Task directions -> The first line of the entries below, the line containing "review. FYI @edx/ecommerce.", and every line between them should be repeated exactly, and nothing else.

Task data ->
────────────────────────────────────────
PR #921, opened 2016-08-31
[SOL-2046] Remove unnecessary call to Course Catalog Service

marjev:


openedx-webhooks:

To automatically create an OSPR issue for this pull request, just visit this link: https://openedx-webhooks.herokuapp.com/github/process_pr?repo=edx%2Fecommerce&number=921

marjev:
@mjfrey, @vkaracic Here's a PR that proposes a removal of `all_products()` method call that is made on the voucher offers API endpoint.

This is WIP because I'll have to fix the tests and increase the coverage. I tagged you so that you may take a look at the general idea of this fix and propose any additional changes that we can do to further increase the performance of this endpoint.

vkaracic:
LGTM

ecommerce/extensions/api/v2/views/vouchers.py
```diff
@@ -75,12 +76,12 @@ def offers(self, request):
             return Response(status=status.HTTP_400_BAD_REQUEST)
 
         try:
-            offers_data = self.get_offers(products, request, voucher)
+            offers_data = self.get_offers(request, voucher)
```
mjfrey, line 75: This is still the same issue.  The call to get_offers is using the DEFAULT_CATALOG_PAGE_SIZE.  This is a problem.  We want to only get the first page.

marjev:
@mjfrey Can you take a final look before this is merged?

mjfrey:
@marjev do we want to add the removal of the call to the catalog service in all_products and reduce the default page size?

marjev:
@mjfrey can you simply reopen your PR?

mjfrey:
:+1:

PR #922, opened 2016-08-31
Update basket deletion management command

rlucioni:
Avoid deletion of invoiced baskets, and sleep between each batch deletion. Also do a better job explaining why we used batched deletes. In service of ECOM-5386.

@clintonb @jibsheet please review. FYI @edx/ecommerce.

### DIFF
--- a/ecommerce/extensions/basket/management/commands/delete_ordered_baskets.py
+++ b/ecommerce/extensions/basket/management/commands/delete_ordered_baskets.py
@@ -4,6 +4,9 @@ Management command that deletes baskets associated with orders.
 These baskets don't have much value once the order is placed, and unnecessarily take up space.
 """
 from __future__ import unicode_literals
+
+import time
+
 from django.core.management import BaseCommand
 from django.db import transaction
 from oscar.core.loading import get_model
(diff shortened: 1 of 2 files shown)


clintonb:
👍

jibsheet:
👍 and I now actually understand how your "delete between" logic works.

ecommerce/extensions/basket/management/commands/delete_ordered_baskets.py
```diff
@@ -15,34 +18,50 @@ class Command(BaseCommand):
...
         parser.add_argument('--commit',
                             action='store_true',
                             dest='commit',
                             default=False,
                             help='Actually delete the baskets.')
 
     def handle(self, *args, **options):
-        queryset = Basket.objects.filter(order__isnull=False)
+        # Only select those baskets linked to an order, and those not linked to an invoice.
+        # TODO: Simplify this query when the foreign key to Basket is removed from Invoice.
```
vkaracic, line 43: @rlucioni is the Basket foreign key ever going to be removed from the Invoice model?

rlucioni: @vkaracic why do you ask? I would touch base with @mjfrey. If it's causing problems, we should talk about how to balance removing it with our other priorities.

vkaracic: No, no problems. I'm just going over all the TODO's left in the code and I don't think that the Basket FK will be removed so I'm thinking on removing the TODO.

rlucioni: I see. What harm is this TODO causing? Consider leaving it here. We've been talking about ways we can use baskets and the ecommerce service more effectively, and I think that this change could be made as part of work we decide to do in that area.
────────────────────────────────────────
Answer to this exercise ->
PR #921, opened 2016-08-31
[SOL-2046] Remove unnecessary call to Course Catalog Service

marjev:


openedx-webhooks:

To automatically create an OSPR issue for this pull request, just visit this link: https://openedx-webhooks.herokuapp.com/github/process_pr?repo=edx%2Fecommerce&number=921

marjev:
@mjfrey, @vkaracic Here's a PR that proposes a removal of `all_products()` method call that is made on the voucher offers API endpoint.

This is WIP because I'll have to fix the tests and increase the coverage. I tagged you so that you may take a look at the general idea of this fix and propose any additional changes that we can do to further increase the performance of this endpoint.

vkaracic:
LGTM

ecommerce/extensions/api/v2/views/vouchers.py
```diff
@@ -75,12 +76,12 @@ def offers(self, request):
             return Response(status=status.HTTP_400_BAD_REQUEST)
 
         try:
-            offers_data = self.get_offers(products, request, voucher)
+            offers_data = self.get_offers(request, voucher)
```
mjfrey, line 75: This is still the same issue.  The call to get_offers is using the DEFAULT_CATALOG_PAGE_SIZE.  This is a problem.  We want to only get the first page.

marjev:
@mjfrey Can you take a final look before this is merged?

mjfrey:
@marjev do we want to add the removal of the call to the catalog service in all_products and reduce the default page size?

marjev:
@mjfrey can you simply reopen your PR?

mjfrey:
:+1:

PR #922, opened 2016-08-31
Update basket deletion management command

rlucioni:
Avoid deletion of invoiced baskets, and sleep between each batch deletion. Also do a better job explaining why we used batched deletes. In service of ECOM-5386.

@clintonb @jibsheet please review. FYI @edx/ecommerce.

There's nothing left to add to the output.